Structural and spectroscopic studies of proteins in stress conditions

This thesis incorporates studies about the structural characterization of proteins in solution mainly by means of small angle X-ray scattering (SAXS). The major part of the thesis has as main focus the study of the effect of stress conditions on the conformation of Human Serum Albumin (HSA), the most abundant plasma protein. The consequences of the hypochlorite-induced oxidation at increasing doses were explored with SAXS in combination with UV-visible spectroscopy and fluorescence, together with additional characterization. Despite the chemical modification, the native shape was preserved up to oxidant/HSA molar ratio < 80, above which a structural transition occurred in the critical oxidant/HSA molar ratio range between 80-120. This conformational variation involved the drifting of one of the end-domains from the rest of the protein and corresponded to the loss of one third of the -helix and a net increase of the protein negative charge. The high reproducibility and well-defined nature of this transition suggested that it represents a structural response characteristic of this multi-domain protein that was never observed before. The unfolding in acid conditions is another typical conformational variation of serum albumin, the existence of which is well known in this case. We managed to implement an experimental setup in which the process could be followed in-situ as a function of a continuous decrease of pH in time. This allowed for the correlation between the structural and spectroscopic data as a function of pH together with an attempt to resolve the structural conformers involved in the transition.
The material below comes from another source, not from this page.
PR #49, opened 2015-03-15
Make order-of-magnitude more specific

mromyers:
(order-of-magnitude n) is only negative if n < 1. Hence it is non-negative for all positive integers.

### DIFF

In the framework of a collaboration with a structural biology - molecular plant physiology group of the University of Bologna, this thesis also includes a structural study in solution of redox-sensitive proteins of photosynthetic organisms and of their regulatory complexes. The SAXS analysis aided by 3D-modeling methods provided an insight into the shape of the individual enzymes and the multi-protein constructs, and into the way these proteins assembly and disassembly in response to redox regulation.